*** Opening Data ***

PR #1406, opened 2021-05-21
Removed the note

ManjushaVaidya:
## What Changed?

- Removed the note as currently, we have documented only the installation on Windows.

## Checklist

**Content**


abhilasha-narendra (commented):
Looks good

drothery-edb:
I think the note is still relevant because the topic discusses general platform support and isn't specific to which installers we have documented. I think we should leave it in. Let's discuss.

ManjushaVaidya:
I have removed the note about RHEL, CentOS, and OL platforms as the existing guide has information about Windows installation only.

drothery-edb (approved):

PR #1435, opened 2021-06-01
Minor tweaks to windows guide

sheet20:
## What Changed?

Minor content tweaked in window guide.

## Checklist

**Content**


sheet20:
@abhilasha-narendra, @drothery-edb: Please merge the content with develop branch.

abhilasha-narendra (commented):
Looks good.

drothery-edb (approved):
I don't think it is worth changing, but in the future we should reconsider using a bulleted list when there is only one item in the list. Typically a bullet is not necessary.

*** Closing Data ***

**Task:**
Give the number of lines in the records where the word "only" shows up. Nothing else belongs in the reply.

**Response to this task:**
3